Crossing Arno by Ponte Solferino, and turning along the Lung' Arno Gambacorti to the left, we come suddenly upon a great Piazza in which an old and splendid church is hidden away. And just as the Duomo, the great church of the northern part of the city, is set just within the walls far away from the Borgo, so here, in the southern part of Pisa, S. Paolo a Ripa d'Arno is abandoned by the riverside on the verge of the country, for the fields are at its threshold. And indeed, this desolate church is really older than the Duomo, for, as some say, it served as the Great Church of Pisa while the Cathedral was building. Founded, as the Pisans assert, by Charlemagne in 805, it was rather the model of the Duomo, if this be true, than, as is generally supposed, a copy of it. Bare for the most part and empty, its original beauty and simplicity still remain to it; nor should any who find it omit to pass into the priest's house, to see the old Baptistery now in the hands of Benedictine nuns.

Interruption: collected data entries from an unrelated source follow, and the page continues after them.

PR #430, opened 2020-07-14
Fix lab-configs.yaml by removing simple and kselftest from filters

gctucker:
The "simple" test plan has been dropped, and "kselftest" is not ready to be run yet.  Drop both from filters in lab-configs.yaml to only  run baseline in lab-nxp and lab-theobrama-systems.

### DIFF
--- a/lab-configs.yaml
+++ b/lab-configs.yaml
@@ -28,7 +28,6 @@ labs:
           plan:
             - baseline
             - baseline-nfs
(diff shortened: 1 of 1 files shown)


gctucker:
Tested OK on staging https://staging.kernelci.org/test/job/kernelci/branch/staging.kernelci.org/kernel/staging-20200715.0/

PR #433, opened 2020-07-15
Fix QEMU UEFI to use plain baseline test plan

### LINKED ISSUE #432: baseline-uefi on x86 QEMU results overwrite each other
The `baseline-uefi` test plan runs on QEMU with a particular UEFI binary.  For x86, it runs twice: first with x86_64 kernel and UEFI, then with x86_64 kernel but i386 UEFI.  Since the test plan name is the same `baseline-uefi` and the device type is the same `qemu_x86_64`, the results are stored in the same location in the backend.  It wasn't noticeable until a kernel regression happened, and now we have the same regression tracked twice:

https://staging.kernelci.org/test/plan/id/5f0e4dab648908480635c462/

I believe the best way to solve this given the current scheme of things is to have a separate QEMU device type variant, as changing UEFI from a x86_64 build to an i386 one does mean it is not really the same test platform any more.

gctucker:
Fixes #432, by running QEMU UEFI baseline tests using QEMU device variants rather than a separate test plan.


gctucker:
Tested OK on staging with arm, i386 and x86_64, here are some sample results:
https://staging.kernelci.org/test/plan/id/5f0f9dcee4a7c647ec3aa84e/
https://staging.kernelci.org/test/plan/id/5f0f9dca468ca7b0463aa84e/
https://staging.kernelci.org/test/plan/id/5f0fa0c6e519bf01e03aa88a/

The arm64 defconfig build is currently broken in linux-next so there were no test results.  I'll check the results from the daily mainline build a bit later.

gctucker:
The arm64 defconfig builds got fixed on linux-next, here's a sample test result with UEFI:
https://staging.kernelci.org/test/plan/id/5f14758ec385a7143e940979/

On our way back to Pisa by the Lung' Arno Gambacorti, we may look always with new joy at the Torre Guelfa, almost all that is left of the great arsenal built in 1200. And then you will not pass without entering, it may be, S. Maria della Spina, where of old the huntsmen used to hear Mass at dawn before going about their occasions.

And many another church in Pisa is devout and beautiful. S. Sepolcro, which Diotisalvi made, he who built the Baptistery, a church of the Knights Templars below the level of the way; S. Martino too, both in Chinseca, that part of the city named after her who gave the alarm nearly a thousand years ago when the Saracen sails hove in sight.—Ah, do not be in a hurry to leave Pisa for any other city. Let us think of old things for a little, and be quiet. It may be we shall never see that line of hills again—Monti Pisani; it were better to look at them a little carefully. A little while before to-day the most precious of our dreams was not so lovely as that spur of the Apennines.

FOOTNOTES:

[ [17] ] Muratori, Annali ad ann.: He quotes from Annali Pisani (see tom. vi., Rer. Ital. Scrip): "Fecerunt bellum Pisani cum Lucensibus in Aqua longa, et vicerunt illos." See Arch. St. It. VI. ii. p. 4. Cron. Pis. ad annum.